◆ Work request ◆
Below are the data; count the lines with the string "errors" in them and give that number only.

Excerpts from a dataset:
-------

PR #2012, opened 2026-04-22
fix(studio): update page types to match new schema

seaerchin:
## Problem

The `packages/components/src/types/schema.ts` file was modified with stricter type checking, causing **29 TypeScript errors** across **12 files** in the `apps/studio` package where page objects didn't match the updated schema definitions.

Key schema changes:
- `ContentPageHeaderSchema` now requires `showThumbnail: boolean` (with default `false`)
- `LinkRefPageSchema` requires `ref` and `category` as required fields; uses `description` not `summary`
- `DatabasePagePageSchema` requires `contentPageHeader` (with `showThumbnail`) and `database` properties
- `IndexPagePageSchema` uses `ContentPagePageSchema` structure (no `title` or `lastModified` in page object)

## Solution

Updated all affected files to conform to the new schema requirements.

**Breaking Changes**

  - `contentPageHeader` now requires `showThumbnail: boolean` field
  - Database page structure changed: `title` moved to `database.title`, uses `contentPageHeader` instead of top-level properties
  - Index page structure simplified: removed `title` and `lastModified` from page object
  - Link page uses `description` instead of `summary`; `tags` removed from page object

**Improvements**:

- Core service files (`page.service.ts`, `collection.service.ts`, `collection.router.ts`) updated to generate correct page structures
- Preview components (`EditLinkPreview.tsx`, `CollectionEditorStateDrawer.tsx`, `Preview.tsx`) fixed for type narrowing issues with union types
- Test fixtures updated across `page.router.test.ts`, `resource.service.test.ts`, and `tests/integration/helpers/seed/index.ts`

## Before & After Screenshots

N/A - Type-only changes, no visual changes

## Tests

Run `npm run typecheck` to verify all TypeScript errors are resolved.

**New scripts**:

- None

**New dependencies**:

- None

**New dev dependencies**:

- None

### DIFF
--- a/apps/studio/src/features/editing-experience/components/preview/Preview.tsx
+++ b/apps/studio/src/features/editing-experience/components/preview/Preview.tsx
@@ -5,25 +5,28 @@ import { trpc } from "~/utils/trpc"
 import type { PreviewProps } from "./PreviewWithCustomSitemap"
 import PreviewWithCustomSitemap from "./PreviewWithCustomSitemap"
 
-function SuspendablePreview({
-  siteId,
-  resourceId,
-  ...rest
-}: Omit<PreviewProps, "siteMap"> & { resourceId: number }) {
+// TypeScript's Omit collapses discriminated unions. This assertion function
+// narrows `Omit<PreviewProps, "siteMap"> & Pick<PreviewProps, "siteMap">` to PreviewProps,
+// which is structurally equivalent but TypeScript can't infer automatically.
+function assertIsPreviewProps(
+  _props: Omit<PreviewProps, "siteMap"> & Pick<PreviewProps, "siteMap">,
+): asserts _props is PreviewProps {
+  // Structural equivalence - no runtime check needed
+}
+
+function SuspendablePreview(
+  props: Omit<PreviewProps, "siteMap"> & { resourceId: number },
+) {
+  const { resourceId, siteId } = props
   const [siteMap] = trpc.site.getLocalisedSitemap.useSuspenseQuery({
     siteId,
     resourceId,
   })
 
-  // Type narrowing issue: PreviewProps is a union and can't narrow from rest params
-  return (
-    <PreviewWithCustomSitemap
-      // eslint-disable-next-line @typescript-eslint/no-explicit-any
-      {...(rest as any)}
-      siteMap={siteMap}
-      siteId={siteId}
-    />
-  )
+  const { resourceId: _, ...rest } = props
+  const previewProps = { ...rest, siteMap }
+  assertIsPreviewProps(previewProps)
+  return <PreviewWithCustomSitemap {...previewProps} />
 }
 
 const Preview = withSuspense(
--- a/apps/studio/src/features/editing-experience/components/preview/Preview.tsx
+++ b/apps/studio/src/features/editing-experience/components/preview/Preview.tsx
@@ -15,8 +15,14 @@ function SuspendablePreview({
     resourceId,
   })
 
+  // Type narrowing issue: PreviewProps is a union and can't narrow from rest params
   return (
-    <PreviewWithCustomSitemap {...rest} siteMap={siteMap} siteId={siteId} />
+    <PreviewWithCustomSitemap
+      // eslint-disable-next-line @typescript-eslint/no-explicit-any
+      {...(rest as any)}
+      siteMap={siteMap}
+      siteId={siteId}
+    />
   )
 }
 
--- a/apps/studio/src/server/modules/collection/collection.router.ts
+++ b/apps/studio/src/server/modules/collection/collection.router.ts
@@ -405,7 +405,7 @@ export const collectionRouter = router({
           const blob = await updateBlobById(tx, {
             content: {
               ...content,
-              page: { description, ref, date, category, image, tags, tagged },
+              page: { description, ref, date, category, image, tagged },
             },
             pageId: linkId,
             siteId,
--- a/apps/studio/src/server/modules/collection/collection.router.ts
+++ b/apps/studio/src/server/modules/collection/collection.router.ts
@@ -358,7 +358,6 @@ export const collectionRouter = router({
           description,
           ref,
           image,
-          tags,
           tagged,
         },
         ctx,
--- a/apps/studio/src/server/modules/page/page.service.ts
+++ b/apps/studio/src/server/modules/page/page.service.ts
@@ -15,7 +15,12 @@ export const createDefaultPage = ({
     case "content": {
       const contentDefaultPage = {
         layout: ISOMER_USABLE_PAGE_LAYOUTS.Content,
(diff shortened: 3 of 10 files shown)


apps/studio/src/server/modules/collection/collection.router.ts
```diff
@@ -405,7 +405,7 @@ export const collectionRouter = router({
           const blob = await updateBlobById(tx, {
             content: {
               ...content,
-              page: { description, ref, date, category, image, tags, tagged },
+              page: { description, ref, date, category, image, tagged },
```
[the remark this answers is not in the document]
seaerchin: this should no longer be required but will write a query and run against db to double check that all `tags` have a corresponding `tagged`

apps/studio/src/features/editing-experience/components/preview/Preview.tsx
```diff
@@ -5,19 +5,28 @@ import { trpc } from "~/utils/trpc"
 import type { PreviewProps } from "./PreviewWithCustomSitemap"
 import PreviewWithCustomSitemap from "./PreviewWithCustomSitemap"
 
-function SuspendablePreview({
-  siteId,
-  resourceId,
-  ...rest
-}: Omit<PreviewProps, "siteMap"> & { resourceId: number }) {
+// TypeScript's Omit collapses discriminated unions. This assertion function
```
dcshzj, line 8: suggestion(non-blocking): can consider [doing a distributive omit](https://github.com/sindresorhus/type-fest/blob/main/source/distributed-omit.d.ts) to solve this issue

apps/studio/src/server/modules/page/page.service.ts
```diff
@@ -41,10 +46,13 @@ export const createDefaultPage = ({
...
         layout: ISOMER_USABLE_PAGE_LAYOUTS.Database,
         page: {
-          title: "New database layout",
-          description:
-            "This is a layout where you can link your dataset from Data.gov.sg. Users can search through the table.",
+          contentPageHeader: {
+            summary:
+              "This is a layout where you can link your dataset from Data.gov.sg. Users can search through the table.",
+            showThumbnail: false,
+          },
```
dcshzj, line 53: nit: I think might need to run a query on our DB to see the extent of this issue in the default page causing schema invalid

dcshzj (approved):

apps/studio/src/server/modules/page/page.service.ts
seaerchin: Coming back to this — here's the query I'd run on prod to size the impact.

The new schema tightens three things relevant to the old database default page (and `ContentPageHeader` callers in general):

1. `ContentPageHeaderSchema.showThumbnail` is now required on `content`/`index`/`database` layouts.
2. Database pages now require `page.database.title` (nested) instead of the legacy `page.title`.
3. Database pages no longer carry top-level `page.title`/`page.description` (the old default fields).

**Headline query — counts by layout × role:**

```sql
WITH classified AS (
  SELECT
    b.id AS blob_id,
    b.content->>'layout' AS layout,
    CASE
      WHEN rd.id IS NOT NULL THEN 'draft'
      WHEN rp.id IS NOT NULL THEN 'currently_published'
      ELSE 'historical_version'
    END AS blob_role,
    (b.content #> '{page,contentPageHeader}') ? 'showThumbnail' AS has_show_thumbnail,
    (b.content #> '{page,contentPageHeader}') IS NOT NULL AS has_header,
    (b.content #> '{page,database,title}') IS NOT NULL AS has_db_nested_title,
    (b.content #>> '{page,title}') IS NOT NULL AS has_legacy_top_level_title,
    (b.content #>> '{page,description}') IS NOT NULL AS has_legacy_top_level_description
  FROM "Blob" b
  LEFT JOIN "Resource" rd ON rd."draftBlobId" = b.id
  LEFT JOIN "Version" v ON v."blobId" = b.id
  LEFT JOIN "Resource" rp ON rp."publishedVersionId" = v.id
)
SELECT
  layout,
  blob_role,
  COUNT(*) AS total,
  COUNT(*) FILTER (
    WHERE layout IN ('content','index','database')
      AND (NOT has_header OR NOT has_show_thumbnail)
  ) AS missing_show_thumbnail,
  COUNT(*) FILTER (
    WHERE layout = 'database' AND NOT has_db_nested_title
  ) AS db_missing_nested_title,
  COUNT(*) FILTER (
    WHERE layout = 'database' AND (has_legacy_top_level_title OR has_legacy_top_level_description)
  ) AS db_has_legacy_top_level_fields
FROM classified
WHERE layout IN ('content','index','database')
GROUP BY layout, blob_role
ORDER BY layout, blob_role;
```

**Per-site breakdown — to scope which sites need migration:**

```sql
WITH classified AS (
  SELECT
    b.id AS blob_id,
    b.content->>'layout' AS layout,
    COALESCE(rd."siteId", rp."siteId") AS site_id,
    CASE
      WHEN rd.id IS NOT NULL THEN 'draft'
      WHEN rp.id IS NOT NULL THEN 'published'
      ELSE 'historical'
    END AS blob_role,
    (b.content #> '{page,contentPageHeader}') ? 'showThumbnail' AS has_show_thumbnail,
    (b.content #> '{page,contentPageHeader}') IS NOT NULL AS has_header,
    (b.content #> '{page,database,title}') IS NOT NULL AS has_db_nested_title,
    (b.content #>> '{page,title}') IS NOT NULL AS has_legacy_title
  FROM "Blob" b
  LEFT JOIN "Resource" rd ON rd."draftBlobId" = b.id
  LEFT JOIN "Version" v ON v."blobId" = b.id
  LEFT JOIN "Resource" rp ON rp."publishedVersionId" = v.id
)
SELECT
  COALESCE(s.name, '(historical)') AS site,
  layout,
  blob_role,
  COUNT(*) AS invalid
FROM classified c
LEFT JOIN "Site" s ON s.id = c.site_id
WHERE layout IN ('content','index','database')
  AND (
    NOT has_header OR NOT has_show_thumbnail
    OR (layout = 'database' AND (NOT has_db_nested_title OR has_legacy_title))
  )
GROUP BY s.name, layout, blob_role
ORDER BY site, layout, blob_role;
```

Smoke-tested both against my local seeded DB — seed data already shows the issue (the one `content` and one `index` blob both lack `showThumbnail`), so I'd expect a non-trivial count on prod, particularly for `missing_show_thumbnail` (since that field never existed before). The `db_*` columns are the more interesting ones for sizing whether a backfill migration is needed vs. just relaxing `showThumbnail` to optional.

seaerchin: [rows requiring migration.csv](https://github.com/user-attachments/files/29187902/rows.requiring.migration.csv)

sadly there's quite abit

seaerchin:
marking as draft first since we can't merge off the bat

-------

◆ The answer ◆
2